Apparent inconsistency between reports for a single customer
David Cousens
davidcousens at bigpond.com
Fri Sep 5 03:58:04 EDT 2014
Hi Terry,
If this is a customer of the business you are recording and not a
supplier of goods and services to that business,any credit advanced to
the customer should be accured in the Accounts Receivable, not Accounts
payable.
A transaction for a purchase by the customer will be recorded by a debit
to the Accounts Receivable account and a credit to the appropriate
Income account to record sales for the amount of the purchase.
When the customer pays their bill Accounts Receivable is credited by the
amount of the payment and the Bank account is debited by the same amount.

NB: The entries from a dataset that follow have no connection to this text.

Issue #154, opened 2024-09-13
Code style: file scoped namespace


brmassa:
Newer versions of C# allow file-scoped namespaces. Instead of creating basically double brackets to accommodate namespace + class.

```cs
using Sytem;

namespace Prowl 
{
    public class MyClass
    {
        public void MyMethod()
        {
            DoStuff();
        }
    }
}
```

become

```cs
using Sytem;

namespace Prowl;

public class MyClass
{
    public void MyMethod()
    {
        DoStuff();
    }
}
```

## Advantages:

- Less indentation
  - easier to read on Discord or narrow chats
  - most IDEs try to split lines above 80 character
- Cleaner code
- Most of the conversion is done only once

## Disadvantages:

- HUGE diff when updating all files, since most of the code base was using the old style. The commit will alter basically all lines of all files.

---

Because one might be annoyed, it's recommended to do during a big rewrite of the code, like the current `development` branch. I suggest to each developer to express opinion.

# # Tasks

quite simple

- [x] Convert all files to file scoped namespaces
- [x] include a rule inside `.editorconfig` to raise warnings when using normal brackets

michaelsakharov:
Im down for this, The reduction in Indentation would be nice.
Especially for UI stuff, since the UI API generally results in very long lines.

brmassa:
done

PR #155, opened 2024-09-14
Chore: file scoped namespace

brmassa:
Implementation of #154 

Note: External projects (submodules DotCast and Veldrid) were not affected. It will raise warnings until they are changed in their own repos


michaelsakharov:
Is merging into Main intended?

brmassa:
Well why not?

AFAIK, development branch will basically overwrite main.

If eventually there is any file from main that will not be overwritten, we can perform this change on these dozen remaining files later.

Any thoughts?

PaperPrototype:
I think the plan was to do everything in development and once it is all cleaned up and ready just do a single merge into main

brmassa:
@michaelsakharov ohhh now that Ive noticed that generate the Merge Request against main. My bad. It's designed to be applied to dev.

PR #157, opened 2024-09-16
Fix: never compare equality of floating numbers

brmassa:
`single` and `double` floats use an especial arithmetic that uses a trade-off of being super big/small, but not very precise.

Eventually, 100f - 10f might result in `90.000000001` instead of pure `90f`, so when comparing if 2 floats are the same, we need actually to check if they are close enough. Doing the pure comparison might result in weird behaviors.

- [ ] decide a max difference that will still be considered the same numbers (the code uses `0.0001f`)
- [ ] create a threshold number (Application.FloatEqualThreshold ?)
- [ ] convert all float number tests to use this constant (generally, get the absolute difference and check if is smaller)

### DIFF
--- a/Prowl.Runtime/Components/Physics/Types/BepuNarrowPhaseCallbacks.cs
+++ b/Prowl.Runtime/Components/Physics/Types/BepuNarrowPhaseCallbacks.cs
@@ -49,7 +49,7 @@ public unsafe struct BepuNarrowPhaseCallbacks : INarrowPhaseCallbacks
         var b = CollidableMaterials[pair.B];
         pairMaterial.FrictionCoefficient = a.FrictionCoefficient * b.FrictionCoefficient;
         pairMaterial.MaximumRecoveryVelocity = (float)MathD.Max(a.MaximumRecoveryVelocity, b.MaximumRecoveryVelocity);
-        pairMaterial.SpringSettings = Math.Abs(pairMaterial.MaximumRecoveryVelocity - a.MaximumRecoveryVelocity) < Application.FloatEqualThreshold ? a.SpringSettings : b.SpringSettings;
+        pairMaterial.SpringSettings = MathD.ApproximatelyEquals(pairMaterial.MaximumRecoveryVelocity, a.MaximumRecoveryVelocity) ? a.SpringSettings : b.SpringSettings;
         //For the purposes of the demo, contact constraints are always generated.
         ContactEvents.HandleManifold(workerIndex, pair, ref manifold);
         Physics.Characters.TryReportContacts(pair, ref manifold, workerIndex, ref pairMaterial);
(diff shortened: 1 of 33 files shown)


Prowl.Runtime/Components/Physics/Types/BepuNarrowPhaseCallbacks.cs
```diff
@@ -48,7 +49,7 @@ public unsafe bool ConfigureContactManifold<TManifold>(int workerIndex, Collidab
         var b = CollidableMaterials[pair.B];
         pairMaterial.FrictionCoefficient = a.FrictionCoefficient * b.FrictionCoefficient;
         pairMaterial.MaximumRecoveryVelocity = (float)MathD.Max(a.MaximumRecoveryVelocity, b.MaximumRecoveryVelocity);
-        pairMaterial.SpringSettings = pairMaterial.MaximumRecoveryVelocity == a.MaximumRecoveryVelocity ? a.SpringSettings : b.SpringSettings;
+        pairMaterial.SpringSettings = Math.Abs(pairMaterial.MaximumRecoveryVelocity - a.MaximumRecoveryVelocity) < Application.FloatEqualThreshold ? a.SpringSettings : b.SpringSettings;
```
michaelsakharov, line 52: I imagine in the case of BepuPhysics this wouldn't be ideal due to possible performance costs it would come with.
This is very frequently called, and it wouldnt matter much if there are errors due to floating precision here.

michaelsakharov: However, now that I look more closely at the rest of the method, there's a hefty float/double cast and MathD.Max being used. So maybe it doesn't matter as much as I thought.

PaperPrototype:
instead of a threshold maybe create a custom comparison check? That uses `Application.FloatEqualThreshold`
- [ ] Math.FloatIsEqual(floatValue, comparedTo)
- [ ] Math.FloatIsGreater(floatValue, comparedTo)
- [ ] Math.FloatIsLesser(floatValue, comparedTo)

michaelsakharov:
> instead of a threshold maybe create a custom comparison check? That uses `Application.FloatEqualThreshold`
> 
> * [ ]  Math.FloatIsEqual(floatValue, comparedTo)
> * [ ]  Math.FloatIsGreater(floatValue, comparedTo)
> * [ ]  Math.FloatIsLesser(floatValue, comparedTo)

This is a good point Unity has Mathf.ApproximatelyEquals, Since our goal is to sorta mimic Unity's API to make transitioning as seamless as possible, it makes sense to recreate that idea.

brmassa:
I agree with all comments:

* Bepu: the new check does not add much calculation. Also, pure equality might create weird physic bugs, very had to track
* `Mathf.ApproximatelyEquals`: good option. Also, I've arbitrarily chosen 0.0001f. It would be nice to check the value selected by Unity
* `Math.*` methods make it more readable. a* what about using `Mathf.*`? b* A operator `==` override (for floats and doubles)?

brmassa:
I've created Mathf.ApproximatelyEquals because it's the same method name used for MathD.

Also, I replaced several Epsilon comparisons with the Mathf.Epsilon and MathD.Epsilon

Issue #158, opened 2024-09-16
Fix loads of build warnings #development


brmassa:
When building `development`, the compiler raises loads of warnings (500+). There are problems are well known sources of bugs, like not checking for `null`.

This issue will centralize all initiatives of fixing the warnings. Warning codes sorted by frequency.

- [ ] CS8602: 158
- [ ] CS8618: 102
- [ ] CS8604: 61
- [ ] CS8600: 59
- [x] CS8625: 16
- [ ] CS1030: 11
- [x] CS0618: 11
- [x] CS8605: 11
- [ ] CS8601: 10
- [x] CS8603: 10
- [x] CS8629: 9
- [ ] CS0169: 9
- [x] CS0219: 5
- [x] CS0162: 5
- [x] CS0108: 4
- [x] CS4014: 4
- [x] CS9191: 3
- [x] CS8619: 3
- [x] CS0649: 3
- [x] CS8765: 2
- [x] CS8767: 2
- [x] CS8620: 2
- [ ] CS0067: 2
- [x] CS0659: 1
- [x] CS0661: 1
- [x] CS8714: 1
- [x] CS8607: 1
- [ ] SYSLIB0014: 1
- [x] CS8509: 1
- [x] CS1998: 1

Also, for the sake of a better code quality, we might add more rules on `.editorconfig` to enforce good practices.

PR #159, opened 2024-09-16
Fix/build warnings 2024 09 15

brmassa:
Attacking #158

fixes for:

CS0108: 4
CS4014: 4
CS9191: 3
CS8619: 3
CS0649: 3
CS8765: 2
CS8767: 2
CS8620: 2
CS0659: 1
CS0661: 1
CS8714: 1
CS8607: 1
CS8509: 1
CS1998: 1

from 529 to 467 compilation warnings (not considering `DotCast` nor `Veldrid`)

> NOTE: If one wants to focus on solving these issues, I suggest to adding
 `dotnet_diagnostic.<CODE>.severity = error`
 inside 
`.editorconfig`. 
Your IDE might immediately point to errors. It not, try compiling the code and check the log

### DIFF
--- a/Prowl.Editor/Assets/AssetDatabase.Core.cs
+++ b/Prowl.Editor/Assets/AssetDatabase.Core.cs
@@ -140,7 +140,7 @@ public static partial class AssetDatabase
                         if (ProcessFile(file, out _))
                             toReimport.Add(file);
                     }
-                    else if (!assetPathToMeta.TryGetValue(file, out var meta))
+                    else if (!assetPathToMeta.TryGetValue(file, out _))
                     {
                         // File hasent changed but we dont have it in the cache, process it but dont reimport
                         Debug.Log("Asset Found: " + file);
@@ -169,7 +169,7 @@ public static partial class AssetDatabase
                 cacheModified = true;
                 bool hasMeta = assetPathToMeta.TryGetValue(file, out var meta);
 
-                if (hasMeta)
+                if (hasMeta && meta is not null)
                 {
                     assetPathToMeta.Remove(file);
 
@@ -352,11 +352,12 @@ public static partial class AssetDatabase
             Debug.LogError($"No valid meta file found for asset: {ToRelativePath(assetFile)}");
             return false;
         }
-        if (meta.Importer == null)
-        {
-            Debug.LogError($"No valid importer found for asset: {ToRelativePath(assetFile)}");
-            return false;
-        }
+        // TODO: FIXME: its always not null
+        // if (meta.Importer == null)
+        // {
+            // Debug.LogError($"No valid importer found for asset: {ToRelativePath(assetFile)}");
+            // return false;
+        // }
 
         // Import the asset
         SerializedAsset ctx = new(meta.guid);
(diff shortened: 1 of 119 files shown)


brmassa:
CS8629 and some other fixes

brmassa:
CS8603 and some CS8601

down to 406 warnings

brmassa:
down to 361 warnings

michaelsakharov:
It might make more sense to disable the Readonly warning.
As there's a ton of cases with the Readonly's where it doesn't make a whole lot of sense.
Including a lot of public API intended for end users to change in runtime

michaelsakharov:
The issue with switching to Properties is that moves away from the Unity API. Unity doesn't really even support properties-only fields, our serializer also doesn't handle them properly and it would be a reasonably big change for newcomers to c# who only know c# through Unity.

I think the read-only one makes sense to remove for the time being, What do you think @sinnwrig

PaperPrototype:
hehe yeah im one of those unity C# only people :P

PaperPrototype:
One thought I have is maybe not worrying about Unity only devs? We would only be perpetuating the problem.

brmassa:
It's problem going to bite us in the future, but for the time being, I'm reverting it. There are still a lot (200+) other warning to attack.

michaelsakharov:
> One thought I have is maybe not worrying about Unity only devs? We would only be perpetuating the problem.

I mean a huge part of prowl is to be a unity alternative, so it's main audience by far will be unity devs. On top of the fact that it's not really a problem to perpetuate in the first place. Its less a problem and more a design choice.

brmassa:
ok. Commit reverted.

I believe Unity did some choices back in old days due lack of resources. Joachim repeatedly said there are several design mistakes that now they kinda have to live with.

Their serializer is sub-par. Sirenix (Odin) serializer is much more capable.

Using public mutable fields is a very bad practice. Basically all Static Analyzers will complain: Visual Studio, Rider, Codacy, Qodana, etc.

Sicne drag-and-drop replacement is virtually impossible, I believe we could have peace of mind on taking some things in other direction. As long it's well documented and explained to users.

sinnwrig:
> The issue with switching to Properties is that moves away from the Unity API. Unity doesn't really even support properties-only fields, our serializer also doesn't handle them properly and it would be a reasonably big change for newcomers to c# who only know c# through Unity.
> 
> I think the read-only one makes sense to remove for the time being, What do you think @sinnwrig

The readonly warnings should only be appearing because of C# style recommendations, correct? If so, it would probably be feasible to revert the warnings back to suggestions in the .editorconfig, since the compiler can't be aware of how a user and the serializer might interact with it. On top of that, the warning seems a bit like premature optimization, since the performance boost gained by setting fields to readonly is negligible in most cases unless it's in perf. critical code, in which case it can be optimized manually later down the line.

michaelsakharov (changes requested):

sinnwrig:
> ok. Commit reverted.
> 
> I believe Unity did some choices back in old days due lack of resources. Joachim (Unity ttech chief back then) repeatedly said there are several design mistakes that now they kinda have to live with.
> 
> Their serializer is sub-par. Sirenix (Odin) serializer is much more capable.
> 
> Using public mutable fields is a very bad practice. Basically all Static Analyzers will complain: Visual Studio, Rider, Codacy, Qodana, etc.
> 
> Sicne drag-and-drop replacement is virtually impossible, I believe we could have peace of mind on taking some things in other direction. As long it's well documented and explained to users.

On the public mutable fields, it seems a bit harsh to remove them completely because of bad design practice, since for many cases, having simple, raw, exposed values without a get/set (even if it's auto-implemented) is useful. Worst-case, the [field:SerializeField] attribute can be used to let the serializer get to an auto-implemented property.

Issue #151, opened 2024-09-13
[Editor] CLI commands


brmassa:
It would be nice to have a series of options and arguments when calling Prowl.

Features:

- [ ] Open project: `prowl --project PATH`
- [ ] Create project: `prowl new --project PATH`
- [ ] Build project: `prowl build --project PATH --output PATH`
- [ ] Version: `prowl version`

references:

- https://docs.unity3d.com/Manual/CommandLineArguments.html
- https://docs.flaxengine.com/manual/editor/advanced/command-line-access.html

brmassa:
in #152 , ive used the term `create` instead `new`.

NOTE: consider adding a local README.md inside `Prowl.Editor/Editor/CLI` explaining all the command line commands for reference.

brmassa:
`prowl version` (`prowl.exe version`) implemented automatically by `CommandLineParser`

PaperPrototype:
@brmassa The latest branch as of now is "New-Editor-UI" I think something like this should be significantly easier now with the latest architecture.

sinnwrig:
All build options (and more) have been implemented in New-Editor-UI branch.

```
--help 
--project
--restore-scene
--buildmode
--output
```

PaperPrototype:
Beautiful

PR #175, opened 2024-09-17
Feat: CLI `build`  command (WIP)

brmassa:
#151

Build your app using the command line `prowl build --project <PATH>`. It will invoke the build pipeline.

Relevant changes:

- [ ] Program.cs: BuildCommand to prepare and invoke the build pipeline
- [ ] ConsoleWindown and Debug: allowing colored messages on build
- [ ] ScriptableSingleton.cs: allow to parse FilePathAttribute.Location.EditorSetting when not using the Editor
- [ ] Miscelaneous code style changes

### DIFF
--- a/Prowl.Editor/Build/Desktop_Player.cs
+++ b/Prowl.Editor/Build/Desktop_Player.cs
@@ -7,153 +7,152 @@ using Prowl.Editor.Assets;
 using Prowl.Runtime;
 using Prowl.Runtime.Utils;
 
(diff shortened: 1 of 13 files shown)


brmassa:
Currently, is failing to load the Scenes from `BuildProjectSetting.Instance.Scenes`. It tries to call the `AssetRef`, them try to ready it's `.Res`, which does not have GUID so it instanciate an empty Scene.

the most important method of this MR is `Program.BuildCommand`

PR #1085, opened 2017-04-20
location detail should be looking at item not row right?

fredkingham:


davidmiller:
It's definitely doing this deliberately.

`date_of_admission` is not a field on `Location`.

This is prob not the correct way to access `Episode.date_of_admission` - for instance, will only work in list view, but changing it to `item.date_of_admission` breaks even that :)

I think there's a reference to the relevant episode on the Item which might be better...

fredkingham:
ah ok, makes sense, kill it

PR #1093, opened 2017-04-26
detect changes in radio buttons and text areas

fredkingham:


davidmiller:
This looks very sensible :)

Probably worth updating the forms templatetags documentation to explain the change arg?

Not sure, but I could def. be convinced that we could use a test to make sure that change flows through...

fredkingham:
Good call, documentation and tests should make sure this doesn't happen again

PR #1100, opened 2017-05-02
allow searching via integers/floats etc

fredkingham:


opal/core/search/templates/extract.html
```diff
@@ -4,7 +4,7 @@
       <div class="panel-heading">
         <h2>
           <i class="fa fa-search"></i>
-          Patient Search
+          Patient Search hello
```
davidmiller: I think this may be a debugging artifact? ;)

fredkingham:
How presumptive!

PR #1103, opened 2017-05-02
you need to be able to search by synonym

fredkingham:


opal/tests/test_core_search_queries.py
```diff
@@ -187,6 +187,28 @@ def test_episodes_for_date_fields_after(self):
     def test_episodes_for_m2m_fields(self):
         criteria = dict(
             column='hat_wearer', field='Hats',
+            combine='and', query='Derby', queryType='Equals'
```
davidmiller: Aren't these the wrong way round ? e.g. the test for synonym is called for_m2m and the test for m2m synonyms is m2m_fields_with_synonyms ?

opal/core/search/queries.py
```diff
@@ -178,27 +178,35 @@ def _episodes_for_date_fields(self, query, field, contains):
...
+            return
+
+    def _episodes_for_fkorft_fields(self, query, field, contains, Mod):
+        model = get_model_name_from_column_name(query['column'])
+
+        not_synonym = self._get_name_from_synonym(
+            getattr(Mod, field).foreign_model, query['query']
+        )
+
+        name = not_synonym or query['query']
```
davidmiller: You're _sure_ you want to do this rather than explicitly check to see if the return value is None ? :) 

I _think_ I naturally would have written that "more stupid" (TM) ;)
e.g.
```python
name = query['query']
synonym_name = self._get_name_from_synonym()
if synonym_name is not None:
  name = synonym_name
```
I could be talked out of it though - here for discussion...

fredkingham:
good point, changed

fredkingham:
You can now search by synonym, also changed it so that you can search by synonym in many to many although our front end doesn't allow it at the mo

davidmiller:
Searching for Diagnosis Condition contains knee doesn't return patients with diagnosis AKA for me on elCID 0.6.4 + Opal 1391-fix...

PR #1106, opened 2017-05-02
subrecord-display-hypothesis HYPOTHESIS, NOT FOR MERGING

fredkingham:
What do you think about this?

Essentially we want to decouple patient lists from get_display_template, or at least make it very flexible and easy for both patient detail and patient lists to use the same template.

In an ideal world, we would probably do something like

{% include models.Demographics.get_display_template(patient_list.get_prefixes) %}

and essentially this allows us to do this.

The in the patient detail views we can do the version of..

{% include models.Demographics.get_display_template(["walkin") %}

needs unit tests, its an experiment, thoughts?

### DIFF
--- a/opal/core/patient_lists.py
+++ b/opal/core/patient_lists.py
@@ -54,9 +54,7 @@ class ModelColumn(Column):
         self.single = model._is_singleton
         self.icon = getattr(model, '_icon', '')
         self.list_limit = getattr(model, '_list_limit', None)
-        self.template_path = model.get_display_template(
-            patient_list=self.patient_list()
-        )
+        self.template_path = ""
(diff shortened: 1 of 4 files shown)


davidmiller:
I like the general idea - that you pass in some extra prefixes to get_x_template...

It means we could do it for things that weren't just lists as well. e.g. custom display template for `Treatment` in a specific pathway.
I reckon you'd want to add it to e.g. `record_panel` as well ? 

For some reason this seems to back out some of the changes in https://github.com/openhealthcare/opal/commit/dfc1fa981ac0f87ae5104a4851002b9c3d77a33f but not others ?

fredkingham:
I think we all agree this is a good call

PR #1109, opened 2017-05-03
add requirements to the scaffold

fredkingham:


davidmiller:
We should definitely do this, but can we pin the Mock and Opal versions ?

fredkingham:
up for pinning mock, wasn't sure which version of opal to pin to, so the most recent in pypy seemed a good idea no?

davidmiller:
I think for now, do the same as the app `requirements.txt` - e.g. pin to a hard coded version.
(Maybe update the hard-coded 0.8.0 in the app requirements.txt)

But the right thing to do is to pin it to the version of Opal you used to run the scaffolding command with - e.g. the value of `from opal import __version__` and do it dynamically with requirements as a template.

davidmiller:
Great !

PR #1112, opened 2017-05-05
add a karma config to the plugin creation

fredkingham:
I always want this, but it does assume you're using the generic opal folder structure, ie that opal is ../../opal

I've put a comment, I think its good to have a karma config that will help you out of the box, my worry is if you don't have opal in the right place it may lead you astray. Thoughts?


fredkingham:
previous comment no longer applies, we now look at the location of opal in the scaffold, does kinda assume that that is the correct location, ie your running in your application venv or what have you, I think that's an ok assumption....

davidmiller:
But isn't that worse because it'll hardcode it to be the location on one specific machine? 

e.g. wouldn't it end up being `/Users/david/src/...` ?

PR #1122, opened 2017-05-15
card list template and unit tests added

fredkingham:
so we respect the patient list implementation schema which is pretty cool.

I purposefully haven't done the same thing with actions as I'm not 100% sure they are a function of the patient list and not a function of the episodes category/team


fredkingham:
take a peak at http://elcid-rfh-card-list.herokuapp.com/#/list/hepatology

PR #1127, opened 2017-05-16
Seperate out write to file

fredkingham:


opal/core/search/extract.py
```diff
@@ -263,37 +299,16 @@ def zip_archive(episodes, description, user):
...
-                )
-            else:
-                renderer = PatientSubrecordCsvRenderer(
-                    subrecord, episodes, user
-                )
-            if renderer.count():
-                renderer.write_to_file(full_file_name)
-                z.write(full_file_name, zip_relative_file_path(file_name))
+        generate_files(os.path.join(target_dir, zipfolder), episodes, user)
+        file_names = generate_files(root_dir, episodes, user)
```
davidmiller: I'm not sure I understand why we're calling `generate_files` twice?

fredkingham:
@davidmiller great call, done!

opal/core/search/extract.py
```diff
@@ -252,6 +252,42 @@ def __init__(self, model, episode_queryset, user, fields=None):
         )
 
 
+def generate_files(root_dir, episodes, user):
+    """ Generate the files and return a tuple of absolute_file_name, file_name
```
davidmiller: Referring to `the files` makes me think we're in a spy drama ;)

Can we call these e.g. `generate_full_extract_files` for more spelling but less likelihood of renaming later ?

fredkingham: do you say full extract because this will be in contrast to having inline extracts?

fredkingham:
@davidmiller what do you think of generate_csv_files?

PR #1129, opened 2017-05-18
refactored to use prefixes

fredkingham:


opal/models.py
```diff
@@ -54,6 +58,38 @@ def deserialize_date(value):
...
+        Subrecord.get_detail_template
+        Subrecord.get_form_template
+
+        into the new method of passing in a prefix.
+        It also warns the user about the deprecation
+    """
+
+    warnthem = """
+    opal.models.Subrecord.{} no longer takes
+    patient_list or episode_type.
```
davidmiller: Well, it does right... It _won't_ take them :)

I think all these messages should have a target version at which they will be removed?

opal/models.py
```diff
@@ -916,8 +952,29 @@ def get_display_name(cls):
         return cls._meta.verbose_name
 
     @classmethod
+    def _get_template(cls, template, prefixes=None):
+        result = []
```
davidmiller: Bikeshedding perhaps but... this isn't the `result` - I expect you to return it when I see this...

opal/models.py
```diff
@@ -940,61 +997,104 @@ def _build_template_selection(cls, episode_type=None, patient_list=None,
...
         """
         Return the active display template for our record
         """
-        templates = cls._build_template_selection(
-            episode_type=episode_type, patient_list=patient_list,
-            suffix='.html', prefix='records')
-        return find_template(templates)
+
+        if patient_list or episode_type:
+            prefixes = generate_prefixes_category_or_list(
```
davidmiller: This should probably extend `prefixes` ?

fredkingham:
@davidmiller I think these are fixed

fredkingham:
@davidmiller I think this is done

davidmiller:
Almost - I think there's no test for `_get_template` where prefixes isn't passed - see 

https://coveralls.io/builds/11604972/source?filename=opal%2Fmodels.py#L959

PR #1140, opened 2017-05-25
allows many to many fields to be from any lookup lists

fredkingham:
fixing the hard coded look up list for many to many


davidmiller:
This is plumbing for Advanced search M2M and doesn't change the interface, just generalises it?

Looks good...

Can we have an explicit test for the return `None` case of `get_lookuplist_api_name` ?

fredkingham:
This should have gone in, but the pypi release has gone now, shifting to 9 and will merge

PR #1145, opened 2017-05-26
Fix many to many select

fredkingham:


fredkingham:
This did go into v0.8.2 in the end

PR #1381, opened 2018-01-17
Update Table list base template…

davidmiller:
…to understand the difference between patient_lists.Column and patient_lists.ModelColumn


fredkingham:
@davidmiller, great, but shouldn't this go straight to the episode detail page?

davidmiller:
Almost certainly - that's not changed though - feel free to update :)

Issue #1365, opened 2018-01-12
Add Windows tests on appveyor


lamby:
Split from #1360 

(https://www.appveyor.com/)

lamby:
You might receive some notifications whilst I get this working. Progress on the #1360 branch.

Issue #1361, opened 2018-01-10
Ensure that you can use the commandline tool in windows


davidmiller:
We should be able to run the four common `opal` commands on Windows - check that these work.

- [x] startproject
- [x] startplugin
- [x] scaffold
- [x] test

(Blocked by #1360)

Commands documentation: 
http://opal.openhealthcare.org.uk/docs/v0.9.0/guides/command_line_tool/

lamby:
``startproject`` works

lamby:
As in, ``startproject`` *now* works  :)

lamby:
These all work now, so closing issue. The code for them is on #1360 etc.

lamby:
@davidmiller On my windows, pip installs this script to ``C:\Python\Scripts\opal`` (or close enough!) that DTRT. This seems to be The Windows Way of doing it.

davidmiller:
On mine too although that script doesn't seem to be editable...

e.g. when I run the script from powershell, it opens the file in notepad instead of running it... I guess my immediate question is what are we doing differently?
![screen shot 2018-01-25 at 14 01 42](https://user-images.githubusercontent.com/17229/35392164-e7a8c694-01d8-11e8-9989-d07ada1ad518.png)

lamby:
``C:\Python27\python.exe bin/opal startproject`` :)

davidmiller:
Ah, I see...

I think that's much less good than converting `scripts` to `entry_points` which creates an `opal.exe` so that inside a virtualenv you can type e.g. :
`opal startproject` 

Our documentation is going to be much less confusing for all concerned that way :) 

To learn this I had to do the work - stacked branch is [here](https://github.com/openhealthcare/opal/commit/d997fb8af5198ef9e4657faf51f70ebf8322f3ff) - TBH we can merge that after PR #1385

davidmiller:
Definitely seen this working now - closing.

lamby:
:+

PR #1385, opened 2018-01-20
Fix Windows testsuite and main management comments

lamby:
This resolves issues:

 * #1360 - Get the testsuite working on Window
 * #1365 - Test opal on AppVeyor (Windows)
 * #1361 - Ensure we can run the main management commands on Windows.


opal/tests/test_core_commandline.py
```diff
@@ -158,7 +158,8 @@ def test_test(self):
         with patch.object(commandline.test_runner, 'run_tests') as rt:
             commandline.test(mock_args)
             mock_args_call = rt.call_args[0][0]
-            self.assertTrue(mock_args_call.userland_here.endswith("opal"))
+            self.assertTrue(mock_args_call.userland_here.endswith("opal"),
+                            "Not running tests from root directory")
```
davidmiller: Nice.
I have never read the call signature of `assertTrue` closely enough to notice the second message.

davidmiller:
This looks great, and demonstrably passes the tests :)

Can you talk me through the thinking behind https://github.com/openhealthcare/opal/commit/e918a6a0a6b110e0829127305a709790299b7ceb ? 

e.g. I can read what you're doing, but would like to understand why you're doing it...

opal/tests/test_core_commandline.py
lamby: All the assertFoo calls take messages. Getting them phrased gramatically is a bit of PITA though as they "look" like comments in the code but aren't displayed in such a context when being run. :)

lamby:
Re. e918a6a shall I comment there or here?

davidmiller:
Wherever you like - I think I get notifications from everywhere ...

lamby:
@davidmiller 

So the issue here was that Django doesn't *quite* support completely reloading ``django.conf.settings``. It somewhat pretends to, in that it can temporarily override settings and suchforth, but every attempt I have ever made at "please **move** to these settings over here" (ie. what we want to do here) doesn't work within the same Python interpreter. :)

The problems are mostly around things being imported twice (or other import side effects), but there are also problems about defaults - ie. if the current settings override a default setting but the "new" 


We basically bypass this by using a new global Python interpreter - we already are calling `manage.py` for a bunch of other things anyway so it would be no less ugly to do this and indeed, it makes might sense to do it like this anyway even if we were not having any settings issues atm. :)

opal/scaffolding/plugin_scaffold/app/plugin.py.jinja2
```diff
@@ -13,9 +15,9 @@ class {{ name.title() }}Plugin(plugins.OpalPlugin):
     javascripts = {
         # Add your javascripts here!
         'opal.{{ name }}': [
-            # 'js/{{ name }}/app.js',
```
fredkingham: Is this right? I might be wrong but I think this should stay like it was

lamby: (on mobile) Might be a preprocessor/concatenator argument...

fredkingham: for context it get's passed to https://github.com/openhealthcare/opal/blob/v0.10.0/opal/templates/plugins/javascripts.html#L3

davidmiller: These strings end up passed to 
```
# ./opal/templates/plugins/javascripts.html
<script type="text/javascript" src="{% static variable %}"></script>
```
Does `{% static %}` take url paths or file paths ? I've never had to know... 
Looks like it's a URI to me?

lamby: Fixed in https://github.com/openhealthcare/opal/commit/97d2b94672c3b959e2d2dd4941c66e99825dee19 :)

PR #1395, opened 2018-02-01
If we use entry_points rather than scripts to make $ opal it works ni…

davidmiller:
…cerer on windows...


fredkingham:
That's pretty neat!

PR #1402, opened 2018-02-08
353 pathway form size

fredkingham:
so the issue in openhealthcare/elcid-rfh#353 was actually caused because we artificially inflate the modal form size which I didn't realise.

If you are really recording customers purchases in the Accounts Payable
it may explain why your accounts don't balance or match and the
Receivable Ageing report does not match.
A Receiables Aging report normally presents the totals of the amounts
in Accounts Receivable which have been unpaid at the specified time from
the date the credit was advanced to the customer(usually intervals like
7days, 14 days, 30 days, 60 days, 90 days). Depending on how you set up
Accounts Receivable (AR) you may be able to do this either on an
individual customer basis if you set up sub accounts of AR for each
customer, but usually it is meant to allow a business to monitor its
collection of outstanding credit. E.g. if you have a significant
proportion of your credit advanced outstanding 90 days after it was
incurred you are likely to be experiencing cash flow problems and most
of your customers are defaulting on the payments. Interpreting this
depends strongly on the terms and conditions of sale. If you use a net 7
days, you expect most of the invoices to be paid before 7 days have
elapsed from issue of the invoice and the amounts owing at periods
greater than this to drop off fairly rapidly. If your terms are 14 days
then you would expect the Receivables Ageing to peak around 14 days then
drop off. The longer a bill is outstanding, the higher the risk that
the debt will be a bad debt which will have to be written off as a loss.
Accounts Payable is used to record amounts owing to the suppliers of
goods and services to the business for which you are accounting i.e
credit advanced to your business by its suppliers.
A transaction involving a purchase by the business from a supplier will
consist of a credit of the amount of the purchase to the Accounts
Payable account with a matching debit to an Expense account used to
record purchases by your friends business.
Similarly when your friend pays a bill, that payment transaction is
recorded by a debit to the Accounts Payable and a credit to the Bank
Account.
The above description ignores complications like Sales, VAT or GST taxes.